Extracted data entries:
PR #4521, opened 2018-07-27
[arkit] Introduce runWithConfiguration:

VincentDondain:
The comment: "'runWithConfiguration:' selector marked as unavailable in Xcode 9 beta 5"
was *wrongly* referencing 'NS_SWIFT_UNAVAILABLE("Use run(_:options:) instead")'. However that applies to swift and not objective-c, this selector is valid and lets users skip the options.

Note: tested with real-world ARKit app.

### DIFF
--- a/src/arkit.cs
+++ b/src/arkit.cs
@@ -576,7 +576,9 @@ namespace ARKit {
 		[NullAllowed, Export ("configuration", ArgumentSemantic.Copy)]
 		ARConfiguration Configuration { get; }
 
-		// 'runWithConfiguration:' selector marked as unavailable in Xcode 9 beta 5. Use 'Run (ARConfiguration configuration, ARSessionRunOptions options)' instead.
+		[Export ("runWithConfiguration:")]
+		void Run (ARConfiguration configuration);
+
 		[Export ("runWithConfiguration:options:")]
 		void Run (ARConfiguration configuration, ARSessionRunOptions options);
 
--- a/tests/xtro-sharpie/iOS-ARKit.ignore
+++ b/tests/xtro-sharpie/iOS-ARKit.ignore
@@ -1,6 +1,3 @@
-## NS_SWIFT_UNAVAILABLE("Use run(_:options:) instead")
-!missing-selector! ARSession::runWithConfiguration: not bound
-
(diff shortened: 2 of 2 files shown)


dalexsoto:
> Xcode 9 beta 5

Do you come from the future? how is it? 😄 </sarcasm>

VincentDondain:
That's not a new API. It was introduced in Xcode 9 beta 5.

dalexsoto:
haha I am so used to read Xcode 10 now, but yeah makes sense your PR 👍

src/arkit.cs
```diff
@@ -576,7 +576,9 @@ interface ARSession {
 		[NullAllowed, Export ("configuration", ArgumentSemantic.Copy)]
 		ARConfiguration Configuration { get; }
 
-		// 'runWithConfiguration:' selector marked as unavailable in Xcode 9 beta 5. Use 'Run (ARConfiguration configuration, ARSessionRunOptions options)' instead.
+		[Export ("runWithConfiguration:")]
+		void Run (ARConfiguration configuration);
```
spouliot: That's fine since `NS_SWIFT_UNAVAILABLE` is not the same as being unavailable (like in ObjC)

VincentDondain:
@spouliot well IMHO it does solve the issue. You couldn't pass a "null" `ARSessionRunOptions` and now you still can't but you can use the appropriate overload that doesn't have `ARSessionRunOptions` (it's actually one of the suggested solutions).

You want me to add `None = 0,` to `ARSessionRunOptions`? I didn't want to do that as it's not an official value.

spouliot:
@VincentDondain it does not totally solve the issue, just the given example. E.g. if you want to create a method that returns a `ARSessionRunOptions` or add flags to an empty one based on some condition then you need to start from a clean/empty state. 

Swift has this built-in by using the type name (a bit like `new ARSessionRunOptions ()` but with a few less characters) and [Obj]C will accept integral values (ugly but shorter).

In C#/.net there's no good reason for flag-enums not to define `0`, see https://msdn.microsoft.com/en-us/library/ms182149.aspx

VincentDondain:
Ah, interesting article!
Ok I'll add `None`, thanks for the feedback.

> **The problem**: Your answer must consist only of the lines from the start of the records above through the line with "-576,7 +576,9 @@ namespace", each retyped exactly.

> **Response area**:
PR #4521, opened 2018-07-27
[arkit] Introduce runWithConfiguration:

VincentDondain:
The comment: "'runWithConfiguration:' selector marked as unavailable in Xcode 9 beta 5"
was *wrongly* referencing 'NS_SWIFT_UNAVAILABLE("Use run(_:options:) instead")'. However that applies to swift and not objective-c, this selector is valid and lets users skip the options.

Note: tested with real-world ARKit app.

### DIFF
--- a/src/arkit.cs
+++ b/src/arkit.cs
@@ -576,7 +576,9 @@ namespace ARKit {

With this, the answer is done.